PR #53, opened 2021-09-08
Better handle submitting the same URL to multiple endpoints at once

### LINKED ISSUE #48: Handle datasets submitted via `/urls/{url_encoded}` and `/datasets/{uuid}/urls/{url_encoded}` one after the other
(This is a to-do item for later; I'm not going to try to fix this at the moment.)

As of commit 4fc0275, if a dataset is submitted via `/urls/{url_encoded}` (which causes a row with a null `ds_id` to be added to the database) and then, before the celery task completes, submitted again via `/datasets/{uuid}/urls/{url_encoded}`, then the latter endpoint will query the database for the given UUID and URL, find nothing (because the UUID in the row isn't set), and then try to add a row with the same URL to the database, leading to an error.

jwodder:
Closes #48.

### DIFF
--- a/datalad_registry/dataset_urls.py
+++ b/datalad_registry/dataset_urls.py
@@ -36,17 +36,26 @@ def url(ds_id: str, url_encoded: str) -> Any:
     except InvalidURL:
         return jsonify(message="Invalid encoded URL"), 400
 
-    result = db.session.query(URL).filter_by(url=url, ds_id=ds_id)
+    result = db.session.query(URL).filter_by(url=url)
     # even here could lead to sqlite locking issue, I guess if
     # collect_dataset_info is in progress:
     # https://github.com/datalad/datalad-registry/issues/34
     row_known = result.first()
+
+    # We can't replace this check by adding `ds_id=ds_id` to the filter query,
+    # as then entries without ds_id set would not be returned, as though they
+    # were unregistered, leading to PATCH requests trying to register the URLs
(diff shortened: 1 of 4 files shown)


datalad_registry/dataset_urls.py
```diff
@@ -36,17 +36,26 @@ def url(ds_id: str, url_encoded: str) -> Any:
...
     # collect_dataset_info is in progress:
     # https://github.com/datalad/datalad-registry/issues/34
     row_known = result.first()
 
+    # We can't replace this check by adding `ds_id=ds_id` to the filter query,
+    # as then entries without ds_id set would not be returned, as though they
+    # were unregistered, leading to PATCH requests trying to register the URLs
+    # again by adding a row to the database, causing an error.
+    if row_known is not None and row_known.ds_id != ds_id:
+        return jsonify(message="UUID does not match value registered for URL"), 400
```
yarikoptic, line 50: I think it is ok for now, but let's add a comment to figure out for a better way to handle such use cases here:
```suggestion
        # TODO: figure out/provide logic/responses for datasets/urls which get their .id changed,
        # or yet to be processed (i.e. `not row_known.processed`)
        return jsonify(message="UUID does not match value registered for URL"), 400
```
?

jwodder: Comment added.

yarikoptic:
Thank you!

PR #251, opened 2025-01-30
CAT updates for downward extension

zwatson2001:
This PR adds a url parameter to set the starting theta value, which can be used to start out younger kids with easier items for matrix reasoning and mental rotation. For right now, I also limited the difficulty of the start items so that they are less than the starting theta (otherwise hard items could still show up in the block of 5 random starting items, which I forgot about during the LEVANTE team meeting). 

Another approach could be to create the option to remove the starting items entirely. I'm also not sure if we always want to limit the starting item difficulty - for older kids we might want to allow items that are higher than the starting theta. @mcfrank let me know if you have any thoughts about what to do with the starting block for younger kids. Thanks!


zwatson2001:
We decided to always limit the starting block so that difficulty is <= 0 for now (regardless of what the starting theta is set to)

mcfrank:
I think that's a very good decision.

PR #252, opened 2025-02-04
Math CAT

zwatson2001:
This PR implements an adaptive version of math with 3 blocks. The CAT currently runs 50% of the trials in the corpus from each block before advancing to the next block, carrying over a single theta estimate between blocks. The first block starts with 5 random items restricted to only trials from that block.  Any practice and instruction trials in the corpus are added to the beginning of their respective block.

### DIFF
--- a/task-launcher/src/tasks/math/timeline.ts
+++ b/task-launcher/src/tasks/math/timeline.ts
@@ -114,7 +114,6 @@ export default function buildMathTimeline(config: Record<string, any>, mediaAsse
     const fullCorpus = prepareCorpus(corpus); 
 
     const allBlocks: StimulusType[][] = prepareMultiBlockCat(taskStore().corpora.stimulus); 
-    console.log(allBlocks);
 
     const newCorpora = {
       practice: taskStore().corpora.practice,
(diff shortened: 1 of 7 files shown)


task-launcher/src/tasks/math/timeline.ts
```diff
@@ -36,6 +38,9 @@ export default function buildMathTimeline(config: Record<string, any>, mediaAsse
   const translations: Record<string, string> = taskStore().translations;
   const validationErrorMap: Record<string, string> = {};
 
+  const { runCat } = taskStore(); 
+  const { semThreshold } = taskStore();
```
asengupta3, line 42: You can do:
`const { runCat, semThreshold } = taskStore();`

task-launcher/src/tasks/shared/helpers/index.ts
```diff
@@ -24,7 +24,7 @@ export * from './setSkipCurrentBlock'
 export { PageAudioHandler } from './audioHandler';
 export { PageStateHandler } from './PageStateHandler';
 export { camelize } from './camelize';
-export { prepareCorpus, selectNItems } from './prepareCat';
+export * from './prepareCat';
```
asengupta3, line 27: Let's do explicit exports so that we know exactly what is being exported from this file itself.

asengupta3:
I have not tested this code but it looks good for the most part in terms of the code

asengupta3 (approved):
LGTM!

PR #254, opened 2025-02-11
Update downward extension animations for SDS

zwatson2001:
This PR adds a new button animation to the downward extension version of SDS.


asengupta3 (approved):
LGTM! Maybe once we finalize the animations, we can move some of these to css.

PR #256, opened 2025-02-18
Fix scoring of higher-dimension matching trials in same different selection

zwatson2001:
This PR fixes the way that higher-dimension matching trials are scored. Because the item names in the corpus leave out the number or color dimension if it has the default value (for example,  "med-red-square" rather than "med-red-square-1-white") I added those values back in the task code before they are scored. Additionally, a selection is now flagged as a repeat only if the same two cards were picked in one previous selection (rather than across multiple previous selections).

### DIFF
--- a/task-launcher/src/tasks/same-different-selection/trials/afcMatch.ts
+++ b/task-launcher/src/tasks/same-different-selection/trials/afcMatch.ts
@@ -220,8 +220,8 @@ export const afcMatch = {
           previousSelections.forEach((item: string[]) => {
             // check that most recent selection does not have the same cards as a previous selection (even in reverse)
             if (
-              selections[0] == item[0] && selections[1] == item[1] ||
-              selections[1] == item[0] && selections[0] == item[1]
+              selections[0] === item[0] && selections[1] === item[1] ||
+              selections[1] === item[0] && selections[0] === item[1]
             ) {
               hasNewSelection = false; 
             }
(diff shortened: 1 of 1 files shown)


task-launcher/src/tasks/same-different-selection/trials/afcMatch.ts
```diff
@@ -158,11 +158,24 @@ export const afcMatch = {
       previousSelections = [];
     }
 
+    function cleanAttributes(attributes: string[]) {
```
asengupta3, line 161: @kachergis there were other defaults right? Or was it just color?

asengupta3:
Great! This was a bug that I remember discussing with George. Thanks for taking a look at it and proposing a solution. IMO I think the fix is updating the corpus to not be ambiguous and assume the client knows the default values. Imagine a database having ambiguous values and expecting clients to assume defaults. over multiple clients (browser, iOS app, Android app). But if that is not possible, then your solution works.

task-launcher/src/tasks/same-different-selection/trials/afcMatch.ts
zwatson2001: I think the dimensions that have defaults are background color and number.

zwatson2001:
@asengupta3 thanks for taking a look - that makes sense to me! @kachergis do you think it would be okay to change the names of response options in the corpus so that they always specify all the dimensions? I can apply those changes and remove the corresponding part of this PR if so. Thanks!

task-launcher/src/tasks/same-different-selection/trials/afcMatch.ts
kachergis: yes, the dimensions with defaults are number (1) and background color (white) -- adding them back is a good solution!

kachergis:
I see Aritra's point, but I would rather fix this in code, as there are more manual steps (and thus chance of error) needed to replace the image files, update the corpus, and change the analysis pipeline.

PR #257, opened 2025-02-19
feat(): Update the practice trial behavior of memory game

asengupta3:
Currently if the final practice trial has wrong input, we show a try again page but continue on the task. In this PR we update that to not show that if the final trial is wrong for the second round of tests. Here is the summary of the new behavior:
1. For the first round of practice trials (3 total), we provide for each trial.
2. If the final trial (3rd trial) is wrong, we start another set of 3 practice trials
3. In this second round, if the final trial answer is correct we provide the correct feedback screen. If the final trial answer is wrong we do not show the feedback screen and go straight to the test trials.


zwatson2001 (approved):
This looks good to me! Thanks for implementing this

PR #261, opened 2025-02-25
SDS cypress test

zwatson2001:


task-launcher/src/tasks/same-different-selection/trials/stimulus.ts
```diff
@@ -172,9 +172,21 @@ export const stimulus = (trial?: StimulusType) => {
     const buttonContainer = document.getElementById('jspsych-html-multi-response-btngroup') as HTMLDivElement;
     buttonContainer.classList.add('lev-response-row');
     buttonContainer.classList.add('multi-4');
+
     const trialType = stimulus.trialType; 
     const assessmentStage = stimulus.assessmentStage;
 
+    // if the task is running in a cypress test, the correct answer should be indicated with 'correct' class
+    if (window.Cypress && trialType !== 'something-same-1') {
```
asengupta3, line 180: I wonder if there is a way to test things without changing the business logic only for tests. Let's discuss it this week. I think I may have some idea. Not sure if it will work though.

asengupta3 (approved):
Let's merge this, and I can separately look into making it more generic/ independent of DOM changes done only during tests.

PR #263, opened 2025-03-03
Use age to set de param

zwatson2001:
This PR calculates the user's age from the information in user params and sets `heavyInstructions` to true if the user's age is 5 or less.


task-launcher/src/tasks/shared/helpers/getAge.ts
```diff
@@ -0,0 +1,11 @@
...
+    const today = new Date(); 
+
+    const years = today.getFullYear() - birthYear; 
+    const months = (today.getMonth() + 1) - birthMonth; 
+
+    const ageInMonths = (12 * years) + months; 
+    const age = Math.floor(ageInMonths / 12); 
+
+    return age; 
+}
```
asengupta3, line 11: NIT: EOF

task-launcher/serve/serve.js
```diff
@@ -70,7 +70,7 @@ async function startWebApp() {
       };
 
       const userParams = {
-        pid,
+        pid
```
asengupta3, line 73: Leave the `,` since the lint might eventually complain.

task-launcher/src/tasks/shared/helpers/config.ts
```diff
@@ -61,6 +62,8 @@ export const setSharedConfig = async (firekit: RoarAppkit, gameParams: GameParam
 
   const {
     userMetadata = {},
+    birthMonth, 
+    birthYear,
```
asengupta3, line 66: So is the goal that we will send the `birthMonth` and `birthYear` as url param and perform the age calculation here?

zwatson2001: The dashboard code was already set up to create the TaskLauncher object with birth month and year stored from the user's initial registration as part of user params (this is the PR I made on the dashboard side: https://github.com/levante-framework/levante-dashboard/pull/76/commits/0d38403c5b3bc4bf651e32eed62c75023501d8f5), so I don't think we will need to specify those in the url.

asengupta3: Great!

PR #264, opened 2025-03-11
Add practice trials to math and shorten gap between blocks

zwatson2001:
This PR allows practice trials to be added to the slider block, which currently repeat once as a block if they are answered incorrectly. It also prevents the pause that occurs when the task skips to the next block.

### DIFF
--- a/task-launcher/src/tasks/math/timeline.ts
+++ b/task-launcher/src/tasks/math/timeline.ts
@@ -1,7 +1,14 @@
 import 'regenerator-runtime/runtime';
 import store from 'store2';
 // setup
-import { initTrialSaving, initTimeline, createPreloadTrials, prepareCorpus, prepareMultiBlockCat } from '../shared/helpers';
+import { 
+  initTrialSaving, 
+  initTimeline, 
+  createPreloadTrials, 
+  prepareCorpus, 
+  prepareMultiBlockCat, 
+  getStimulus 
+} from '../shared/helpers';
 import { jsPsych, initializeCat } from '../taskSetup';
 import { slider } from './trials/sliderStimulus';
 import { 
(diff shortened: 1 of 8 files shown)


task-launcher/src/tasks/math/timeline.ts
```diff
@@ -76,26 +84,118 @@ export default function buildMathTimeline(config: Record<string, any>, mediaAsse
...
 
   const sliderBlock = (trial?: StimulusType) => {
     return {
-      timeline: [slider(trial)],
+      timeline: [
+        slider(trial), 
+        feedbackBlock(trial)
+      ],
       conditional_function: () => {
+        const trialsSkipped = store.page.get("trialsSkipped");
```
asengupta3, line 153: Instead of using the `store.page` @Zio-4 had written a wrapper called `taskStore` to centralize all that logic. We should add it there and use all the operations using `taskStore()`

task-launcher/src/tasks/math/trials/sliderStimulus.ts
```diff
@@ -243,23 +257,46 @@ export const slider = (trial?: StimulusType) => {
     const stimulus = trial || taskStore().nextStimulus; 
     const responseType = stimulus.trialType.includes('4afc') ? 'button' : 'slider';
 
-    setUpAudio(responseType)
+    setUpAudio(responseType); 
+
+    if (stimulus.assessmentStage === "practice_response") {
+        const practiceBtns: NodeListOf<HTMLButtonElement> = document.querySelectorAll('.practice-btn');
```
asengupta3, line 263: I think we use a very similar logic in `afcStimulus`. Do you think we can centralize all of this in one place?

task-launcher/src/tasks/shared/trials/afcStimulus.ts
```diff
@@ -216,7 +216,18 @@ function handlePracticeButtonPress(
   isKeyBoardResponse: boolean,
   responsevalue: string | number,
 ) {
-  const choice = btn?.children?.length ? (btn.children[0] as HTMLImageElement).alt : btn.textContent;
+  let choice; 
+  if (stim.trialType.includes("Fraction")) {
+    // get the numbers nested inside the button in the DOM
+    const numerator = [0, 0, 0, 0, 0].reduce((el: any, index) => el.children[index], btn).textContent; 
+    const denominator = [0, 0, 0, 1, 0].reduce((el: any, index) => el.children[index], btn).textContent;
```
asengupta3, line 223: Additionally this logic is being reused below so I suggest, pulling this out in a function and just simply calling it from both places.

PR #269, opened 2025-03-25
prevent muting of repetitive audio when triggered by replay button

zwatson2001:


zwatson2001:
@asengupta3 sure, sorry not to document this at all. The purpose of this PR is to prevent repetitive audio from being muted if it is triggered by the replay button. The PageAudioHandler class mutes audio after it has replayed it twice, meaning that if the user clicks the replay button more than once it will be muted on subsequent replays. I think the user should be allowed to replay the audio as many times as they want, even if the prompt audio itself is muted when it is the same across multiple consecutive trials

PR #270, opened 2025-03-25
Adding new styles and fixing responsiveness

asengupta3:
This PR introduces:
1. Similar style to range input for Number Line 4afc vs Number Line Slider even if the slider is disabled (tested it some for Firefox as well but it is not as similar looking as Chrome and other webkit browser).
2. Responsive button view and support for diamond layout and proper placement of key helpers

Some screenshots from the new implementation:
Screenshot 2025-03-26 at 1 56 15 AM
Screenshot 2025-03-26 at 1 56 44 AM

Screenshot 2025-03-26 at 1 56 55 AM

### DIFF
--- a/task-launcher/src/styles/pages/_egma-math.scss
+++ b/task-launcher/src/styles/pages/_egma-math.scss
@@ -22,3 +22,48 @@
   display: flex;
   justify-content: space-around;
 }
+
+.number-line-4afc-slider {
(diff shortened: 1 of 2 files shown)


zwatson2001 (approved):
I tested it and it looks good to me!

Zio-4 (approved):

◆ How to complete this task
Going over every line of the entries, tally those containing the string "similar" and report only the figure.

◆ Result of this task
2